• _DATASET CONTENT_
= = = =
Issue #439, opened 2020-10-16
Zettels with title ID, but no header, are unavailable in `neuron search`


srid:
The [search script](https://github.com/srid/neuron/blob/master/neuron/src-bash/neuron-search) should be adapted to deal with implicit title in the filename, when one is not provided in the note body. 

To reproduce:

```
echo Test > "Foo bar.md"
neuron search
```

"Foo bar" won't appear in search.

srid:
Either extend the `neuron-search` script (like #445), or rewrite the bulk of it in Haskell.

LATBauerdick:
this works now with the merge of [445](https://github.com/srid/neuron/pull/445). Could be closed, although the Haskell rewrite is still desirable.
= = = =
• _WHAT YOU ARE ASKED TO DO_
Every line of the data above that includes "github" should be listed.

• _RESPONSE_
The [search script](https://github.com/srid/neuron/blob/master/neuron/src-bash/neuron-search) should be adapted to deal with implicit title in the filename, when one is not provided in the note body. 
this works now with the merge of [445](https://github.com/srid/neuron/pull/445). Could be closed, although the Haskell rewrite is still desirable.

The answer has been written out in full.